> Requirement: Report back every line from the entries below in which the word "MissingTraversableTypeHintSpecification" occurs.

> Data records:
PR #355, opened 2020-12-08
Upgrade the Doctrine Coding Standard

nicwortel:
See https://github.com/doctrine/event-manager/pull/33, https://github.com/orgs/doctrine/projects/7#card-50248429.

In order to support PHP 8, the Coding Standard repository needs to be updated.

### DIFF
--- a/lib/Doctrine/Common/DataFixtures/Purger/ORMPurger.php
+++ b/lib/Doctrine/Common/DataFixtures/Purger/ORMPurger.php
@@ -192,7 +192,7 @@ class ORMPurger implements PurgerInterface
                 }
 
                 /** @var ClassMetadata $targetClass */
-                $targetClass = $em->getClassMetadata($assoc['targetEntity']);
+                $targetClass     = $em->getClassMetadata($assoc['targetEntity']);
                 $targetClassName = $targetClass->getName();
 
                 if (! $sorter->hasNode($targetClassName)) {
--- a/lib/Doctrine/Common/DataFixtures/Purger/ORMPurger.php
+++ b/lib/Doctrine/Common/DataFixtures/Purger/ORMPurger.php
@@ -252,14 +252,13 @@ class ORMPurger implements PurgerInterface
     }
 
     /**
-     * @param array            $association
-     * @param ClassMetadata    $class
-     * @param AbstractPlatform $platform
-     *
-     * @return string
+     * @param mixed[] $assoc
      */
-    private function getJoinTableName($assoc, $class, $platform)
-    {
+    private function getJoinTableName(
+        array $assoc,
+        ClassMetadata $class,
+        AbstractPlatform $platform
+    ): string {
         if (isset($assoc['joinTable']['schema']) && ! method_exists($class, 'getSchemaName')) {
             return $assoc['joinTable']['schema'] . '.' . $this->em->getConfiguration()->getQuoteStrategy()->getJoinTableName($assoc, $class, $platform);
         }
--- a/lib/Doctrine/Common/DataFixtures/Purger/ORMPurger.php
+++ b/lib/Doctrine/Common/DataFixtures/Purger/ORMPurger.php
@@ -9,6 +9,7 @@ use Doctrine\DBAL\Platforms\AbstractPlatform;
 use Doctrine\DBAL\Schema\Identifier;
 use Doctrine\ORM\EntityManagerInterface;
 use Doctrine\ORM\Mapping\ClassMetadata;
+
 use function array_reverse;
 use function array_search;
 use function count;
@@ -118,7 +119,8 @@ class ORMPurger implements PurgerInterface
         for ($i = count($commitOrder) - 1; $i >= 0; --$i) {
             $class = $commitOrder[$i];
 
-            if ((isset($class->isEmbeddedClass) && $class->isEmbeddedClass) ||
+            if (
+                (isset($class->isEmbeddedClass) && $class->isEmbeddedClass) ||
                 $class->isMappedSuperclass ||
                 ($class->isInheritanceTypeSingleTable() && $class->name !== $class->rootEntityName)
             ) {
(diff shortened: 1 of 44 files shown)


lib/Doctrine/Common/DataFixtures/Purger/ORMPurger.php
```diff
@@ -190,7 +192,7 @@ private function getCommitOrder(EntityManagerInterface $em, array $classes)
                 }
 
                 /** @var ClassMetadata $targetClass */
-                $targetClass     = $em->getClassMetadata($assoc['targetEntity']);
+                $targetClass = $em->getClassMetadata($assoc['targetEntity']);
```
greg0ire, line 195: Both of these should have been fixed by `phpcbf` I think :thinking:

greg0ire:
You can add `<config name="php_version" value="70200"/>` towards the top, it might be helpful in avoiding some unwanted fixes.

phpcs.xml.dist
```diff
@@ -14,13 +14,24 @@
...
+        <exclude name="SlevomatCodingStandard.TypeHints.ParameterTypeHint.MissingTraversableTypeHintSpecification"/>
+        <exclude name="SlevomatCodingStandard.TypeHints.ReturnTypeHint.MissingTraversableTypeHintSpecification"/>
 
         <!-- Will cause BC breaks to method signatures - disabled for now -->
-        <exclude name="SlevomatCodingStandard.TypeHints.TypeHintDeclaration.MissingParameterTypeHint" />
-        <exclude name="SlevomatCodingStandard.TypeHints.TypeHintDeclaration.MissingReturnTypeHint" />
+        <exclude name="SlevomatCodingStandard.TypeHints.ReturnTypeHint.MissingNativeTypeHint"/>
+        <exclude name="SlevomatCodingStandard.TypeHints.ParameterTypeHint.MissingNativeTypeHint"/>
+
+        <exclude name="SlevomatCodingStandard.TypeHints.ParameterTypeHint.MissingAnyTypeHint"/>
```
nicwortel, line 25: There are 27 missing parameter type hints. I think it is out of scope for this PR to fix them all. I suggest creating an issue to track this.

phpcs.xml.dist
```diff
@@ -14,13 +14,24 @@
...
+        <exclude name="SlevomatCodingStandard.TypeHints.ReturnTypeHint.MissingAnyTypeHint"/>
```
nicwortel, line 26: There are 54 missing return type hints. I think it is out of scope for this PR to fix them all. I suggest creating an issue to track this.

phpcs.xml.dist
```diff
@@ -14,13 +14,24 @@
...
+        <exclude name="SlevomatCodingStandard.PHP.RequireExplicitAssertion.RequiredExplicitAssertion"/>
```
nicwortel, line 27: This sniff wants to automatically replace doc blocks with `assert` calls. This felt a little bit risky because this may actually break things.

nicwortel:
Currently blocked because ODM doesn't allow PHP 8 yet, see https://github.com/doctrine/mongodb-odm/pull/2248.

phpcs.xml.dist
greg0ire: I think I will rather take the time to contribute them to your PR. Feel free to start a separate PR before I do that though. I'd rather not commit "todo" things in the codebase.

greg0ire:
> Currently blocked because doctrine/mongodb-odm doesn't allow PHP 8 yet, see doctrine/mongodb-odm#2248.

Then let's focus on upgrading phpcs and only that, shall we?

nicwortel:
> Then let's focus on upgrading phpcs and only that, shall we?

I have changed the PR title and removed the last commit. The build is running again, but should turn green in a minute.

greg0ire (changes requested):
I'm going to checkout your PR and add the missing type hints

phpcs.xml.dist
greg0ire: Not really, `assert` is not executed at all on sensibly configured production environments.

lib/Doctrine/Common/DataFixtures/ReferenceRepository.php
```diff
@@ -199,6 +199,8 @@ public function getReferenceNames($reference)
      * Checks if reference has identity stored
      *
      * @param string $name
+     *
+     * @return bool
```
nicwortel, line 203: Any reasons for not using the native `: bool` return type?

tests/Doctrine/Tests/Common/DataFixtures/TestEntity/Link.php
```diff
@@ -32,17 +32,17 @@ public function __construct(Uuid $id)
...
     }
 
-    public function getId()
+    public function getId(): Uuid
     {
         return $this->id;
     }
 
-    public function getUrl()
+    public function getUrl(): string
```
nicwortel, line 40: `url` could actually be `null` because it's not initialized in the constructor.

But this is just a test fixture so I'm not sure how important this is.

tests/Doctrine/Tests/Common/DataFixtures/TestTypes/UuidType.php
```diff
@@ -12,25 +12,38 @@ class UuidType extends Type
...
         $fieldDeclaration['length'] = 36;
         $fieldDeclaration['fixed']  = true;
 
         return $platform->getVarcharTypeDeclarationSQL($fieldDeclaration);
     }
 
+    /**
+     * @param ?string $value
+     *
+     * @return ?Uuid
```
nicwortel, line 29: It should be possible to add this as a native return type hint.

lib/Doctrine/Common/DataFixtures/ReferenceRepository.php
greg0ire: Yes: the class is not `final`, so that would be a BC-break.

nicwortel: Good reason :smile:

greg0ire (approved):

> Expected answer:
+        <exclude name="SlevomatCodingStandard.TypeHints.ParameterTypeHint.MissingTraversableTypeHintSpecification"/>
+        <exclude name="SlevomatCodingStandard.TypeHints.ReturnTypeHint.MissingTraversableTypeHintSpecification"/>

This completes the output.